En Colombia, hablar de mercenarios suena a película o a libro de espías. Pero la realidad es mucho más cruda y cercana: hoy, cientos —posiblemente más de mil— de colombianos están siendo reclutados para pelear guerras que no son nuestras, en países tan distantes como Ucrania, Yemen, Sudán y Libia. Muchos de ellos son exmilitares o expolicías, formados con recursos del Estado, que terminan convertidos en soldados de alquiler.
Según estimaciones no oficiales, alrededor de 500 colombianos han participado como mercenarios en la guerra en Ucrania, de los cuales más de 300 han fallecido. En Sudán, se reporta la presencia de aproximadamente 300 exmilitares colombianos combatiendo en la guerra civil. Además, hay informes de colombianos involucrados en conflictos en Yemen y Libia. Estas cifras podrían ser mayores, dada la naturaleza opaca de estas operaciones.
Esta no es una simple anécdota internacional. Es un tema de seguridad, de soberanía y de responsabilidad ética. Por eso urge que Colombia ratifique la Convención Internacional contra el Reclutamiento, la Utilización, la Financiación y el Entrenamiento de Mercenarios, adoptada por las Naciones Unidas en 1989.

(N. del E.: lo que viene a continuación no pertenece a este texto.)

PR #1081, opened 2021-09-03
Data for Remaining Kernel Functions

SantamRC:
To run
```
python dev/generate-tests.py
python -m pytest tests-spec-explicit
```


jpivarski (approved):
This is looking good! I ran all of the tests and checked the YAML; there were no errors or linting warnings. I saw @ianna's comment that there are some duplicates, so I did a quick check. Right before @SantamRC's latest commit, I found a lot of them, now there are none:

```python
>>> import yaml, json
>>> test_data = yaml.safe_load(open("test-data.yml"))
>>> for kernel in test_data["unit-tests"]:
...     signatures = set()
...     for test in kernel["tests"]:
...         signature = json.dumps(test)
...         if signature in signatures:
...             print(kernel["name"], signature)
...         signatures.add(signature)
... 
```

This wouldn't catch cases in which the input or output argument names are listed in a different order, but I'm going to assume that this doesn't happen. (The arguments have a natural ordering; I'll assume they're all in that order.)

As it is now, I'd say this is good and ready to merge. After this PR, I'd like to change the name from "test-data.yml" to something that doesn't start with "test" because I get into the tests directory by tab-completion. I'll probably rename it to "kernel-tests.yml", but that's after merging.

Also, all the tests pass (on my local machine) and the linters are happy.

Are you done now, @SantamRC? Any reason I shouldn't merge it?

Thanks!

SantamRC:
Yeah @jpivarski I am done working on this PR. Also the arguments are all placed in the same order ( Alphabetical ).
Thanks!!

PR #1085, opened 2021-09-08
Fix: add utility to check whether a string is a filepath

### LINKED ISSUE #1084: "path too long for Windows" when calling `ak.from_json` with a long json string on Windows
### Version of Awkward Array

not sure

Discovered by a student in a course (who was working on Windows). We were going through the bikeroutes example:

```python
import awkward as ak
import urllib
url = "https://raw.githubusercontent.com/Chicago/osd-bike-routes/master/data/Bikeroutes.geojson"
bikeroutes_json = urllib.request.urlopen(url).read()
bikeroutes = ak.from_json(bikeroutes_json)
```

Gave him the following error:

Esta convención no es un capricho diplomático. Es una herramienta concreta que nos permitiría crear un marco legal para castigar con claridad a quienes promuevan, financien o se lucren del mercenarismo. Hoy, sin esa ratificación, tenemos un vacío jurídico que permite que estas prácticas ocurran con total impunidad.
Pero el problema va más allá de lo legal. Es también un reflejo de un Estado que no está cuidando a quienes nos cuidan. Muchos de los colombianos que aceptan ir a combatir en conflictos ajenos lo hacen por necesidad, no por vocación. Porque después de servirle al país, no encuentran aquí una vida digna. No tienen oportunidades, estabilidad, ni condiciones de retiro que reconozcan su servicio. Y eso nos obliga a mirarnos como nación.
Ratificar esta convención es un primer paso. Pero también debe ser una oportunidad para preguntarnos qué tipo de Estado queremos ser. ¿Uno que forma a sus soldados para después abandonarlos? ¿O uno que se hace cargo de su gente, incluso cuando ya no viste el uniforme?
A quienes defienden el orden y la autoridad, esta convención les habla directamente: reafirma que el uso legítimo de la fuerza debe seguir siendo exclusivo del Estado, no de empresas privadas ni de potencias extranjeras. A quienes creen en la legalidad y en el compromiso internacional, les ofrece una ruta clara para fortalecer nuestras instituciones. Y a quienes han alzado la bandera de la paz y la dignidad humana, les da una causa coherente: frenar el negocio de la guerra y proteger la vida, sin ambigüedades.
No se trata de desmantelar la capacidad de defensa del país. Se trata de evitar que esa capacidad sea desviada, manipulada o exportada al mejor postor.
Ratificar esta convención es, en el fondo, un acto de soberanía, de ética y de humanidad. Pero también es un espejo que nos obliga a vernos: ¿estamos cuidando a quienes un día cuidaron de nosotros?
Si la respuesta es no, entonces como Congreso tenemos una doble tarea: cumplir con el derecho internacional y saldar una deuda con nuestra propia gente.